» **Records to use**:

PR #3695, opened 2021-01-15
Various fixes for 6.0

beikov:
Changes:
* Handle funky Derby casting requirements
* Change binder to ignore `precision < 1` to fix float type on DBs that support specifying a precision for float
* Extend `CastTarget` to support casting from/to `YesNoBoolean`, `TrueFalseBooleanType`, `NumericBooleanType` and `BooleanType` to/from String and Integer types in a consistent manner.
* Create emulation for `LEAST`/`GREATEST`
* Fix overlay emulation issues for Derby due to strict substring handling
* Properly implement `WEEK` and `DAY_OF_WEEK` extraction for Derby
* Fix sequence support for Derby
* Support translating same `SqmParameter` instance multiple times => Needed for e.g. Derby to emulate the `OVERLAY` function
* Add some keywords for SQL Template to support more SQL expressions for `@Formula`
* Introduce `DialectContext` for caching `Dialect` to use for dialect precondition checks, which is independent of `SessionFactory` used for tests. This fixes a circularity problem in dialect check extensions
* Fix a few tests and fix issues encountered while testing MariaDB
* Consider size 255 for UUID, Character and Boolean as "default JPA size"
* Fix support for updating associations to `null` through DML queries


gavinking:
Could you please give more details and explanation for these changes. It's really difficult to see the motivation behind some of them, even though some I can guess at.

For example, I want to see a proper argument made for changing the casting logic to something stringly-typed. I'm not sure that's a good change at all.

Also, with respect to the Derby-related changes, I would like to know precisely which tests were failing because I know for sure I tested extensively on Derby.

Thanks.

gavinking:
I mean, we're supposed to be trying to make _better_ use of static typing. The reappearance of string comparisons in the code looks like a step backwards.

gavinking:
> * Support translating same SqmParameter instance multiple times => Needed for e.g. Derby to emulate the OVERLAY function

This is great. Has been needed for a long time!

beikov:
Hey Gavin,

> Could you please give more details and explanation for these changes. It's really difficult to see the motivation behind some of them, even though some I can guess at.

I tried to summarize the motivation in the description. The main motivation is to fix tests that are failing right now. If you have specific doubts or questions I'm happy to answer them. Some of the tests didn't fail previously because there was no data in the tables which would trigger the failures. I fixed these tests. The queries were mostly syntactically ok, but when certain functions were applied to data, they produced errors. The overlay function for example rendered something along the lines of `..||'overlayed string'||substr('abc', 4)` but that failed because `4` is out of bounds for `substr` and Derby doesn't like that (other DBs produce an empty string). Due to that, I had to introduce a strict `substr` mode where the `substr` expression is wrapped in a `case when` to avoid the error.

> For example, I want to see a proper argument made for changing the casting logic to something stringly-typed. I'm not sure that's a good change at all.
> I mean, we're supposed to be trying to make better use of static typing. The reappearance of string comparisons in the code looks like a step backwards.

Currently, in `CastType#from`, the enum for a java class is determined based on `==` or `equals`: https://github.com/hibernate/hibernate-orm/pull/3695/files#diff-dc83ddc1ad1003ce54d39a6aefc357abe497a23f1aabb6957a4913e806e9117cL55

The if-else cascade has linear time complexity so that's one point I wanted to improve. Using the class name in a string switch reduces the complexity to constant time.

Right now, the code determines a `CastType` based on the linear check and then just passes `CastType` to the `castPattern` method, which is not enough information, as Derby has some very specific requirements(it needs to do some intermediate casts for certain SQL types. Also see the links I added to the comments for more information). The decision to use the class names in a string switch is based on the fact that this is a constant time lookup. We could of course use some kind of indirection through a hash-map if you like, but I don't think it gets much better. I'd also like to avoid using an enum as that wouldn't be extendible for users.

> Also, with respect to the Derby-related changes, I would like to know precisely which tests were failing because I know for sure I tested extensively on Derby.

You can take a look at the test runs on GH actions for derby on wip/6.0 to see the failures: https://github.com/hibernate/hibernate-orm/suites/1830358936/artifacts/35333168

Compare that to the GH actions run for this PR and you will see that I fixed all function and type-size related failures for Derby.

hibernate-core/src/main/java/org/hibernate/dialect/DerbyDialect.java
```diff
@@ -245,7 +249,14 @@ public String extractPattern(TemporalUnit unit) {
 			case DAY_OF_YEAR:
 				return "({fn timestampdiff(sql_tsi_day, date(char(year(?2),4)||'-01-01'),?2)}+1)";
 			case DAY_OF_WEEK:
-				return "(mod({fn timestampdiff(sql_tsi_day, {d '2000-01-01'}, ?2)},7)+1)";
+				// Use the approach as outlined here: https://stackoverflow.com/questions/36357013/day-of-week-from-seconds-since-epoch
+				return "(mod(mod({fn timestampdiff(sql_tsi_day, {d '1970-01-01'}, ?2)}+4,7)+7,7)+1)";
```
beikov, line 253: A test in `FunctionTests` failed because it produced the week number `21` instead of `22` I think.

hibernate-core/src/main/java/org/hibernate/dialect/DerbyDialect.java
```diff
@@ -245,7 +249,14 @@ public String extractPattern(TemporalUnit unit) {
...
+			case WEEK:
+				// Use the approach as outlined here: https://www.sqlservercentral.com/articles/a-simple-formula-to-calculate-the-iso-week-number
+				// In SQL Server terms this is (DATEPART(dy,DATEADD(dd,DATEDIFF(dd,'17530101',@SomeDate)/7*7,'17530104'))+6)/7
+				return "(({fn timestampdiff(sql_tsi_day, date(char(year(?2),4)||'-01-01'),{fn timestampadd(sql_tsi_day, {fn timestampdiff(sql_tsi_day, {d '1753-01-01'}, ?2)}/7*7, {d '1753-01-04'})})}+7)/7)";
```
beikov, line 257: Since we had a test that needed the `WEEK` extraction, I looked into this topic and found the article I mentioned in the comment. The implementation/emulation works great, so I thought why not translate this for the Derby dialect.

hibernate-core/src/main/java/org/hibernate/dialect/DerbyDialect.java
```diff
@@ -245,7 +249,14 @@ public String extractPattern(TemporalUnit unit) {
...
+			case QUARTER:
+				return "((month(?2)+2)/3)";
```
beikov, line 259: Not sure if we had a test for that, but I wanted to add it for completeness sake.

hibernate-core/src/main/java/org/hibernate/dialect/DerbyDialect.java
beikov: Good I looked into this again. Looks like I can now enable this test which failed before: https://github.com/hibernate/hibernate-orm/blob/2f1c7f60f7faea7d9947761cfc3b4ee97090bb05/hibernate-core/src/test/java/org/hibernate/orm/test/query/hql/FunctionTests.java#L824

gavinking:
> The if-else cascade has linear time complexity so that's one point I wanted to improve. Using the class name in a string switch reduces the complexity to constant time.

To begin with, I really doubt that we need to be concerning ourselves with micro-optimizing the performance of `CastType.from()`. I doubt it's ever called in any sort of hot path, and it should be super-fast, being at worst 13 `==` tests.

The constant integer 13 does not have linear time complexity. It's _O(1)_.

And it's not clear to me that a string switch is necessarily faster, since in principle it can involve computing a hash code.

> which is not enough information, as Derby has some very specific requirements(it needs to do some intermediate casts for certain SQL types. Also see the links I added to the comments for more information).

I don't think it's a good idea to make our code worse and less typesafe just because Derby is rubbish. Derby is not at all a priority: if we can make it work, great, but if it requires doing horrible things it's just as legitimate to leave it unsupported on Derby.

Anyway, I would request that you roll back all the changes that have introduced long lists of string switches in the `Dialects`s. If performance is really of concern here, then we can discuss that, and figure out if there's a better solution. But I doubt that there is a real performance problem here.

gavinking:
By the way, if you really think `Class.equals()` is slow (I don't think it is, but I can't be bothered testing) then you could much more easily change `CastType.from()` to do the string-based `switch` and leave all the `Dialect` alone.

beikov:
> The constant integer 13 does not have linear time complexity. It's O(1).
> By the way, if you really think Class.equals() is slow (I don't think it is, but I can't be bothered testing) then you could much more easily change CastType.from() to do the string-based switch and leave all the Dialect alone.

Right, but we both know that the N by which the complexity rises is the amount of types, and if we add more types it becomes more expensive. It's probably still not worth bothering especially since this is only part of the cast function.

> And it's not clear to me that a string switch is necessarily faster, since in principle it can involve computing a hash code.

The hash code in a string is usually cached.

Anyway, performance isn't my main concern here, but the fact that it's not flexible enough (need to access the Java Class or JDBC type code), so the change to passing `JdbcMapping` instead of `CastType` is IMO a good idea to get more flexibility. I hope you agree with that part.

> I don't think it's a good idea to make our code worse and less typesafe just because Derby is rubbish. Derby is not at all a priority: if we can make it work on Derby, great, but if it requires doing horrible things it's just as legitimate to leave it unsupported on Derby.

I can of introduce `CastType.from()` calls into the dialect code to transform the Java Class to an enum, to then do a switch on enum, but the more general problem with the enum IMO is that it isn't extendible. Imagine someone introduces a funky Java type for e.g. `String` and suddenly casts don't work anymore because we don't handle this new type. How could a user extend this to add support for that if all he get's passed in the dialect is `CastType.UNKNOWN` because we currently use the Java Class type for determining the `CastType`?

gavinking:
Well when I thought about this (and it was a while ago, so I certainly don't recall all my reasoning at this point) it seemed pretty clear to me that this was something that simply wasn't likely to be extensible, and unless I'm very much mistaken, your changes don't in fact make it extensible. I just can't cast an arbitrary database column to an arbitrary Java class, and I don't think you've fixed that. If that were an actual requirement, it seems to me that we would need to do a _whole lot_ more work.

gavinking:
Actually, if you see my comment in `CastType`, I think the original idea was to use the database column type in `CastType.from()`, which at the time I did this work was impossible, but now looks possible.

So if I'm remembering all this correctly, really the `switch` in `CastType.from()` should probably have been rewritten to use the `SqlTypeDescriptor.getSqlType()`.

And note: the list of SQL types is bounded. It's just not extensible.

gavinking:
Actually now I'm struggling to see why we're not just using JDBC type codes from `Types` instead of the  `CastType`  enum. I wonder if it's just because when I wrote this code I didn't have a way to reliably obtain the `JdbcMapping`.

It seems very clear that `CastType`a represent SQL types, not Java types, not Hibernate types.

My guess is that I added that class because I just didn't have a way to get hold of the JDBC type code.

So if we're going to do anything, it should be to change all those `switch`es to use the JDBC type codes, it seems to me.

beikov:
The JDBC type codes are just that, numeric codes which refer to common JDBC/SQL types, but there are more SQL types than that. I think a UserType can return arbitrary type codes, so this is where the extensibility comes from as well.

Generally, I agree that most switches could/should probably be changed to work on JDBC type codes instead, but I didn't want to do such a invasive change here yet, especially because we would have to treat all kinds of string types (char, varchar, ..) like `String`. Note though, that the Java type still plays a role here e.g. in the cast from Boolean to String we might have to use a `case when` if the base type is a numeric type.

The use of the class name makes the new implementation "compatible" to the old one without much change. I'm open to changing this to use the JDBC type codes though if you like that more :)

gavinking:
Yeah, digging deeper, I think it would probably be safe to replace the use of the `CastTarget` enum values with type codes from `java.sql.Types`.

But it's still not going to be at all extensible. To see why, look at `TypeConfiguration.resolveCastTargetType()`.

gavinking:
>  I think a UserType can return arbitrary type codes, so this is where the extensibility comes from as well.

But you can't cast to a `UserType`. What would the syntax for that even look like??

beikov:
This is not specifically about casting **to** a UserType, but about casting a value **of** a UserType **to** some other type.

I'll take a deeper look tomorrow though. Thanks for the feedback. I'll adapt the code to use the JDBC type codes.

gavinking:
> Generally, I agree that most switches could/should probably be changed to work on JDBC type codes instead

I'm *pretty sure* that this is what I had originally wanted to do.

> but I didn't want to do such a invasive change here yet, 

Well the change you made is just as invasive and much uglier.

> especially because we would have to treat all kinds of string types (char, varchar, ..) like String. 

I don't understand. That's what we already do. And I don't see why we would not want to keep doing it.

> Note though, that the Java type still plays a role here e.g. in the cast from Boolean to String we might have to use a case when if the base type is a numeric type.

What I'm saying is that you would get two JDBC type codes in `castPattern()`. I mean, it would be:

    public String castPattern(int from, int to)

I don't *love* `int` here, but we do generally pass type codes around in other places.

gavinking:
> This is not specifically about casting to a UserType, but about casting a value of a UserType to some other type.

Well that's perfectly fine. That's the `from` parameter.

beikov:
> I don't understand. That's what we already do. And I don't see why we would not want to keep doing it.

The point was just, that the PR would have gotten bigger/uglier if I added all the case labels for the different "String" JDBC type codes, but in the long run, IMO this is the right thing to do.

> `public String castPattern(int from, int to)`

This way, we can't support `cast(booleanAttribute as String)` on DBs that use a JDBC type code other than `Types.BOOLEAN`. To support this, we need to know the source Java Type, which is boolean, as well. Thus we need `public String castPattern(JdbcMapping from, JdbcMapping to)`. Do you agree?

> Well that's perfectly fine. That's the from parameter.

Right, and with the JDBC type code being available in `castPattern`, a user can customize the casting.

gavinking:
Just to summarize before I go to sleep, my objection to changing these `switch`es to use Java class names is:

1. they model casts between database types, not Java types; you can't cast between Java types in SQL (`CastType` models a database type, at least approximately), and
2. while it's perfectly OK to have `switch`es with string literal cases (especially if you're using the `switch` to translate the string literals to something statically-typed) it's preferable to localize it in *one place*, not scatter the same stringly-typed names all over.

gavinking:
> This way, we can't support cast(booleanAttribute as String) on DBs that use a JDBC type code other than `Types.BOOLEAN`. 

Unless I'm mistaken, Hibernate always uses `Types.BOOLEAN`, even when the database column type is `BIT`. That's why we have code like:

    registerColumnType( Types.BOOLEAN, "bit" );

(Taken from `MySQLDialect`.)

>  Thus we need `public String castPattern(JdbcMapping from, JdbcMapping to)`. Do you agree?

I don't see why. We shouldn't be looking at the `JavaTypeDescriptor` to do a cast in SQL. And the SQLTypeDescriptor really doesn't have anything beyond just the JDBC type code.

gavinking:
> Unless I'm mistaken, Hibernate always uses `Types.BOOLEAN`, even when the database column type is `BIT`.

Ah well, perhaps there's some inconsistency there. Perhaps on Oracle and Sybase you *do* get `Types.BIT`.

So perhaps in `OracleDialect.castPattern()` it also needs to treat `Types.BIT` like a boolean. Anyhow, that seems like a pretty minor issue.

beikov:
But BIT could also be mapped to short, integer or long ;)

Let's have a chat tomorrow if you want. I'm pretty sure we need the whole JdbcMapping though. The JDBC type code is just the one returned by the SqlTypeDescriptor which is concerned only about reading a value from a JDBC result set.

gavinking:
> But BIT could also be mapped to short, integer or long ;)

Right, sure, but that's not a problem at all, AFAICS.

The SQL type code used internally in Hibernate `Dialect`s does not directly represent the database column type. That's what I tried to explain above. The `Dialect` maps the SQL type `Boolean` to the column type `BIT` for the purpose of DDL generation because that's what's in the `TypeNames`, but it goes on using `BooleanTypeDescriptor`/`Types.BOOLEAN`.

The _only_ case I was worried about was casting `Boolean` to `String` on a database which does something like this in `OracleDialect`:

	protected SqlTypeDescriptor getSqlTypeDescriptorOverride(int sqlCode) {
		return sqlCode == Types.BOOLEAN
				? BitTypeDescriptor.INSTANCE
				: super.getSqlTypeDescriptorOverride( sqlCode );
	}

But I just checked and this override actually doesn't seem to affect anything we care about. 

(TBH I have never been able to figure out precisely what  `getSqlTypeDescriptorOverride()` actually *does* affect, and I strongly suspect it's something we should just remove or completely rework, because it doesn't seem to be implemented at all consistently across dialects. Indeed, I strongly suspect that people keep adding useless entries in `getSqlTypeDescriptorOverride()` because they think it does something it actually doesn't do.)

Anyway, the point is I think the problem you're imagining just can't occur because Hibernate doesn't use the SQL type codes in the way you imagine it does.

gavinking:
> The point was just, that the PR would have gotten bigger/uglier if I added all the case labels for the different "String" JDBC type codes, but in the long run, IMO this is the right thing to do.

Well look, if what you're worried about is having `CharTypeDescriptor`, `NVarcharTypeDescriptor`, `NCharTypeDescriptor`, and `LongVarcharTypeDescriptor` all work correctly, then that's a rather strong argument for retaining my `CastType` enumeration and leaving things essentially alone.

Because for whatever other flaws it has, what `CastType` certainly *does* do is it abstracts over all these uninteresting variations with the single member `STRING`. And hell, perhaps *that's* another reason I introduced it. (I simply don't recall.)

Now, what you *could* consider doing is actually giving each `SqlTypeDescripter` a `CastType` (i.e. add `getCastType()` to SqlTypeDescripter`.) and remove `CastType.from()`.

» **Task brief**: What belongs in the answer is each line of the listing that contains the word "casting".

» **Answer box**:
* Handle funky Derby casting requirements
* Extend `CastTarget` to support casting from/to `YesNoBoolean`, `TrueFalseBooleanType`, `NumericBooleanType` and `BooleanType` to/from String and Integer types in a consistent manner.
For example, I want to see a proper argument made for changing the casting logic to something stringly-typed. I'm not sure that's a good change at all.
> For example, I want to see a proper argument made for changing the casting logic to something stringly-typed. I'm not sure that's a good change at all.
This is not specifically about casting **to** a UserType, but about casting a value **of** a UserType **to** some other type.
> This is not specifically about casting to a UserType, but about casting a value of a UserType to some other type.
Right, and with the JDBC type code being available in `castPattern`, a user can customize the casting.
The _only_ case I was worried about was casting `Boolean` to `String` on a database which does something like this in `OracleDialect`:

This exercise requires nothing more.